# I Done Gone PFS Crazy



## M.J (Nov 1, 2010)

I blame Lee Silva. He makes PFS shooting look like more fun than just about anything else.

Seeing what a good time he was having, I decided to give it another try this week. I didn't have high hopes since I'd tried PFSing before with very limited success. Well, five days in and I'm crazy about it :imslow:

I made another little shooter today and had a blast trying it out. It's 1/2" thick micarta with top slots. Something about this one really suits me and I shot very well with it today. Here's what it looks like:










Well, that's sort of what it looks like...

I don't have any finish on it because I want to try using Tru-Oil but I don't have any, so it's just sanded at this point. Since micarta is waterproof I just ran it under the faucet before I snapped the pic to get a shine on it :lol:

I was using 5/8" wide TBG, which worked great until one of them snapped off at the fork. Looks like the insides of the slots need a little more sanding :iono:

It was extremely windy today but I did get some shooting in. I "aim" this one by drawing across my chest and doing my best to keep my arms and body in a T shape, then pointing at the target. It's not not aiming but it's much more of a natural style than using a hard anchor point. And it's the way I've always wanted to shoot but have never been able to. It may never be my primary style (or it may, who knows) but I'm extremely happy to be having any success shooting this way.

A couple vids from today:











Direct links for mobile users...


----------



## slingshooterPT (Feb 22, 2014)

Great to see that you´re getting the hang of it!!! Keep shooting bud


----------



## Charles (Aug 26, 2010)

Not bad at all! How does it go when you try it with a natural?

Cheers .... Charles


----------



## M.J (Nov 1, 2010)

Charles said:


> Not bad at all! How does it go when you try it with a natural?Cheers .... Charles


I have actually tried shooting that way with regular slingshots and had very little success. Wingshooter shoots this way, though, and does very well.


----------



## Lee Silva (Feb 9, 2013)

Holy crap! When you started posting all this fork hopping stuff, I kinda thought you might be futzing around. Kinda tongue in cheek, or maybe just makin light of the little tension we had just seen in the recent pfs topic.... I never would have guessed that you were actually interested in this sort of shooting.... I am truly excited to see a shooter of your capacity involved in the style!
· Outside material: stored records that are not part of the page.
PR #447, opened 2022-02-21
Add restart on undefined function called offering same-named functions in different packages

alanruttenberg:
You've called a function forgetting the package prefix and you get an undefined function error with restarts. Include in those restarts the possibility of importing (if there are any) functions with the same name from another package continuing.
Useful when debugging.


easye:
Superseded by <https://github.com/armedbear/abcl/pull/448>

easye:
Superseded by #460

Involved, and getting results!!! If there's any way that I could be of use,(I don't know that there is....) but if there is.... just gimmie a shout....


----------



## Wingshooter (Dec 24, 2009)

Looks like you have that nailed already. Stay at this style and you will be rippin it up. For me it is a more relaxed way to shoot.


----------



## Henry the Hermit (Jun 2, 2010)

Oh, good grief! Another Disciple. :rofl:


----------



## treefork (Feb 1, 2010)

There ya go .


----------



## keramos (Nov 15, 2013)

Very interesting and nice video. Thanks


----------



## Metropolicity (Aug 22, 2013)

I am only JUST getting the hang of butterfly grip, upright PFS shooting. For the longest time I could only shoot soft style pulling towards my eye.

After shooting my spanish knight for a couple of weeks, the muscle memory was there so I decided to give it ago.
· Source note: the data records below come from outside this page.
PR #456, opened 2022-02-25
Easye/abcl introspect/20220225b

easye:
@alanruttenberg Couple changes from your version of the inspect locals implementation.  If this passes the ABCL CI, I have a corresponding SLIME patch ready to go to which I will amend its commit message to refer to these changes before merging into SLIME upstream.

1.  Move the tests from abcl/t to abcl/contrib/abcl-introspect/t  as they won't work without abcl-introspect being present.

2.  Restore the inclusion of function arguments in the "locals" SWANK makes inspectable.  With your patch, you were doing either locals or arguments but it is useful to see both.  

3.  Start homing symbols which extend SYSTEM in ABCL-INTROSPECT/SYSTEM, automatically adding them to SYSTEM.


easye:
@alanruttenberg Should I remove the extra debugging print stuff around <https://github.com/armedbear/abcl/pull/456/files#diff-be316331cf8a6414e47b6e8e93e8822244ac93c82443b912789c3e1ba792853dL505> the `*debug-locals*` special as well?

alanruttenberg:
I think the debugging code should stay in for a while in case there's a bug that gets exposed with wider use that I need to debug.

The arguments to the function are shown as locals. 

```
(defun foo (&key barney) (print (env-parts)))
(foo :barney 'purple)

((:lexical-variable barney purple) (:block foo #<org.armedbear.lisp.Primitives$BlockMarker@3e5d6c70>))
```

(this is with the precompiler fix) we discussed.

What's been added back is what the arguments were when the function was called, which will usually be the same thing. I do think it's nice to have that and I was going to put it back in when there was a pretty enough way of distinguishing them. I also plan to mark which are closed-over variables vs bound in the body, when the function is a closure,

That we have access to the initial values is gravy. I don't think we'd have access to the original values if it was a strict evaluator, just what the current values are when we went in the the debugger. There's no real reason to keep them around other than for debugging purposes.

I am still confused how to shoot sideways on a PFS, I understand the mechanics of it but I've always had a nasty fork hit or two.


----------



## reset (Apr 13, 2013)

Welcome to the darkside from which theres no return.


----------



## M.J (Nov 1, 2010)

Metropolicity said:


> I am only JUST getting the hang of butterfly grip, upright PFS shooting. For the longest time I could only shoot soft style pulling towards my eye.
> 
> After shooting my spanish knight for a couple of weeks, the muscle memory was there so I decided to give it ago.
> 
> I am still confused how to shoot sideways on a PFS, I understand the mechanics of it but I've always had a nasty fork hit or two.


I'll take a pic of how I grip the ammo for this style of shooting vs how I normally shoot. I feel weird giving PFS advice, though :lol:


----------



## Henry the Hermit (Jun 2, 2010)

M.J said:


> I'll take a pic of how I grip the ammo for this style of shooting vs how I normally shoot. I feel weird giving PFS advice, though :lol:


As we have seen from time to time, you don't have to be knowledgeable to give advice. :king:


----------



## M.J (Nov 1, 2010)

Ok, here's how I do it.

This is how my normal pouch grip looks:










Turned 90 degrees to the forks, no bend.

This is how my PFS grip looks:










Same 90 degree turn, pouch bent behind thumb. This is the way that I have found I can get a consistent, repeatable "speed bump" effect.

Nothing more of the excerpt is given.